THE HERPES-SIMPLEX VIRUS TYPE-1 DNA-POLYMERASE ACCESSORY PROTEIN, UL42, CONTAINS A FUNCTIONAL PROTEASE-RESISTANT DOMAIN

被引:27
作者
HAMATAKE, RK
BIFANO, M
TENNEY, DJ
HURLBURT, WW
CORDINGLEY, MG
机构
[1] Department of Virology, Bristol-Myers Squibb Pharmc Res Inst, Princeton
关键词
D O I
10.1099/0022-1317-74-10-2181
中图分类号
Q81 [生物工程学(生物技术)]; Q93 [微生物学];
学科分类号
071005 ; 0836 ; 090102 ; 100705 ;
摘要
Herpes simplex virus type 1 encodes its own DNA polymerase (Pol), the product of the UL30 gene, and a polymerase accessory subunit, the product of the UL42 gene, both of which are required for viral DNA replication. Pol and the UL42 protein associate to form a heterodimeric complex (Pol/UL42) which is more active and has a higher processivity than the Pol catalytic subunit alone. The Pol/UL42 complex has been reconstituted by mixing together highly purified Pol and UL42 subunits obtained from recombinant baculovirus-infected cells. We have used polymerase activity on poly(dA): oligo(dT20), a template that the Pol subunit utilizes with low efficiency, to measure the formation of the Pol/UL42 complex. Our data indicate that the association constant for the Pol/UL42 complex is 1 x 10(8) M-1. Proteolytic digestions of UL42 were performed to determine whether structural domains of UL42 could be disclosed by differential amino acid accessibilities. The ability of these protease-resistant domains to form a functional complex with Pol was determined by measuring their ability to stimulate Pol activity on poly(dA):oligo(dT20). We have found that trypsin digestion of UL42 in the presence of DNA generates protease-resistant fragments of 28K and 8K which co-elute from a MonoQ column and are able to stimulate Pol activity on poly(dA): oligo(dT20).
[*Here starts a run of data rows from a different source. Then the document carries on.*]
PR #521, opened 2020-03-04
fix: fix failing pipeline

vuhuucuong:
- Fix webpack not throwing errors when compile failed in some cases
- `yarn build` now run in order instead of parallel
- Temporary disable sentry source map since it doesn't work and causing compilation error
- Add explicit dependencies to each package, so `lerna/yarn workspace` knows how to build package in the correct order

Note:
I think it's still not ideal since we have to manually set alias to `@reapit/elements` & `@reapit/cognito-auth` in every `tsconfig.json`. It might have some other ways to automatically resolve those packages to their correct location in monorepo by config our `webpack-config/tsconfig` .
But for now to unblock everyone, just temporary use that. We can find a better solution later 🙂


packages/aml-checklist/package.json
```diff
@@ -22,6 +22,8 @@
     "lint": "concurrently \"tsc --noEmit\" \"eslint --cache --ext=ts,tsx,js src\""
   },
   "dependencies": {
+    "@reapit/elements": "^0.5.39",
```
tanphamhaiduong: why do we need to add this ?

packages/cognito-auth/package.json
```diff
@@ -30,6 +30,7 @@
     "lint": "concurrently \"tsc --noEmit\" \"eslint --cache --ext=ts,tsx,js src\""
   },
   "dependencies": {
+    "@reapit/elements": "^0.5.39",
```
tanphamhaiduong: same as above

scripts/webpack/webpack.base.prod.js
```diff
@@ -74,12 +74,12 @@ module.exports = {
       cacheId: process.cwd(),
       cleanupOutdatedCaches: true,
     }),
-    new SentryWebpackPlugin({
-      include: '.',
-      ignoreFile: '.sentrycliignore',
-      ignore: ['node_modules', 'webpack.config.js'],
-      configFile: 'sentry.properties',
-    }),
+    // new SentryWebpackPlugin({
```
tanphamhaiduong: pls add TODO to this comment

packages/aml-checklist/package.json
vuhuucuong: We need this so `yarn build` know which package to build first.
For example:
`aml-checklist` depends on `@reapit/elements` & `@reapit/cognito-auth`. and `@reapit/cognito-auth` depends on `@@reapit/elements`. Then `lerna/yarn workspace` will build `@reapit/elements` first -> then `@reapit/cognito-auth` -> `aml-checklist`

vuhuucuong: Example from material-ui: https://github.com/mui-org/material-ui/blob/master/packages/material-ui/package.json#L49

tanphamhaiduong: @vuhuucuong could we move this to root elements instead of let it on each packages ?

vuhuucuong: I think no, because if we move it to root `package.json`, then `lerna/yarn workspace` cannot know which package depends on which package -> then `yarn build` will build in the wrong order -> and cause our pipeline to fail again
For now, I'm finding a way to config our `webpack/tsconfig` so  that we don't need to set paths alias in tsconfig.json in each package anymore or use one `tsconfig.json` for alias all packages like this
https://github.com/mui-org/material-ui/blob/master/tsconfig.json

Complex formation of the 28K and 8K tryptic fragments with Pol was also shown by their co-immunoprecipitation with antibody to Pol. It was determined that the 28K fragment of UL42 comprised amino acids 1 to 245 or 1 to 254 of UL42, whereas the 8K fragment started at amino acid 255. Thus. controlled proteolysis of UL42 revealed two closely contiguous structural domains that retained the ability to complex with Pol and stimulate Pol activity.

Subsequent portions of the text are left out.